_Entries supplied_
BEGIN
PR #952, opened 2018-03-24
Ground to air fix (fix for #864)

mkerensky:
Changes behavior of ground-to-air fire so that attacks use the cluster hits table and ground ranges rather than converting to AV and inflicting 0 damage if range > short. 

Also allows aero AMS to engage these attacks and cleans up the getAMSHitsMod method to the same standards as CalcCounterAV. 

In further testing, I found and resolved a number of bugs affecting reporting/AMS/Damage resolution and its interaction with the optional rules "Grounded Dropships use individual weapons"  and "Single fighters not capital"  I have resolved these and I'm satisfied that this doesn't break any previously working functionality around aero combat in space/atmo. 

Probably needs a new review, though.

### DIFF
--- a/megamek/src/megamek/common/weapons/MissileWeaponHandler.java
+++ b/megamek/src/megamek/common/weapons/MissileWeaponHandler.java
@@ -593,8 +593,7 @@ public class MissileWeaponHandler extends AmmoWeaponHandler {
                         apdsEngaged = true;
                     }
                 }
-                
-                // Determine modifier and report
+                //Determine APDS mod
                 if (apdsEngaged) {
                     int dist = target.getPosition().distance(
                             pdEnt.getPosition());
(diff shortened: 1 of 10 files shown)


megamek/src/megamek/common/weapons/MissileWeaponHandler.java
```diff
@@ -485,55 +486,121 @@ protected int getAMSHitsMod(Vector<Report> vPhaseReport) {
...
+                                counter.getLocation(), false))
+                        // shutdown means no AMS
+                        || pdEnt.isShutDown()) {
+                    continue;
+                }
+                
+                //If we're an AMSBay, heat and ammo must be calculated differently
+                if (isAMSBay) {
+                    for (int wId : counter.getBayWeapons()) {
+                        Mounted bayW = entityTarget.getEquipment(wId);
```
NickAragua: I seem to recall some kind of function you wrote for a previous PR that handles AMS activity. Is there a way to reuse any of that code?

mkerensky: No, though I did use it as a reference for streamlining this method.  I had to add AMSBays as a possible counter for standard cluster table missile attacks, and the code here breaks the bay down and assigns 1 AMS in it to each attack rather than combining the entire bay - which is incompatible with the damage and heat code for bays in calcCounterAV().

mkerensky:
Don't merge this quite yet. I found some weirdness that impacts grounded/atmospheric dropships that I'm trying to fix.

PR #1336, opened 2019-04-22
Fix for issue 1331, Ejected Pilot Allowed Excess Movement

### LINKED ISSUE #1331: Ejected Pilot Allowed Excess Movement
### Environment
MM 0.45.4 with MHQ 0.45.4
Java (build 1.8.0_211-b12)
Win10

### Description
An ejected mech pilot was able to move through light woods for free.  I do not believe that I've seen infantry units doing this.  The game did complete the move.

sprint
[sprint.sav.gz](https://github.com/MegaMek/megamek/files/3099695/sprint.sav.gz)

[Steel Recon30261027.zip](https://github.com/MegaMek/megamek/files/3099700/Steel.Recon30261027.zip)
[customs.zip](https://github.com/MegaMek/megamek/files/3099701/customs.zip)

wildj79:
Fixes #1331.

In my testing, I found that infantry, which includes ejected mechwarriors, that had the Terrain Master (Forest Ranger) SPA were able to move through light woods at no apparent cost. The best fix that I could find for now was adding an `if` statement in `MoveStep::calcMovementCostFor(IGame,MoveStep)` that checks if `mp <= 0` and if it is sets `mp = 1`. I included this `if` statement inside of the code block starting on line 3086, which is specific to checking if an infantry is moving through woods or not. I was going to place it at the very end of the method, but wasn't sure if that could potential foul up calculations for other units.

### DIFF
--- a/megamek/src/megamek/common/MoveStep.java
+++ b/megamek/src/megamek/common/MoveStep.java
@@ -29,6 +29,8 @@ import java.util.TreeMap;
 import java.util.Vector;
 
 import megamek.common.MovePath.MoveStepType;
+import megamek.common.logging.DefaultMmLogger;
+import megamek.common.logging.MMLogger;
 import megamek.common.options.OptionsConstants;
 
 /**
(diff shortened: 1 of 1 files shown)


wildj79:
That was my initial thought and how I had originally wrote it. But, the movement code is... let's just say it's complex. I wasn't sure that keeping it at the end of the method wasn't going to have a negative affect on other unit's or not. So, I just put it in with the infantry specific code, since they seem to be the only unit's affected... at the moment.

PR #1358, opened 2019-05-31
fixes for a logic error and NPE

NickAragua:
This fixes a logic error that prevented aerospace fighters on ground maps from considering non-redundant paths (there are plenty of redundant paths that can be generated normally, but when you slow an ASF down to 1/2, that's not the case).

Also, fixes an NPE the bot encounters when attempting to drop thunder bombs on a target.


megamek/src/megamek/client/bot/princess/Princess.java
```diff
@@ -610,7 +610,8 @@ protected void calculateFiringTurn() {
                     // damageMap for the target enemy.
                     for(WeaponFireInfo shot : plan) {
                         int targetId = shot.getTarget().getTargetId();
-                        double newDamage = damageMap.get(targetId) + shot.getExpectedDamage();
+                        double existingTargetDamage = damageMap.containsKey(targetId) ? damageMap.get(targetId) : 0;
```
sixlettervariables: If `damageMap` implements `Map<K,V>` you could use [`getOrDefault`](https://docs.oracle.com/javase/8/docs/api/java/util/Map.html#getOrDefault-java.lang.Object-V-):
```suggestion
                        double existingTargetDamage = damageMap.getOrDefault(targetId, 0.0);
```

NickAragua: It required an extra line of code change, but done.

PR #1362, opened 2019-06-05
Reset LAM/QV conversion mode after getting movement stats.

neoancient:
When formatting the TRO view, LAMs and QuadVees are cycled through their modes to get the movement stats, but they are not returned to the original mode. This causes the MP calculations to show incorrectly in MML.

Fixes MegaMek/megameklab#301: LAM reports Walk MP same as its Jump MP


neoancient:
The MechView preview uses the same approach, but does reset the conversion mode.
END
_Work order_
All that is needed is a number: the count of lines in the listing that hold "getOrDefault".

_Answer box_
2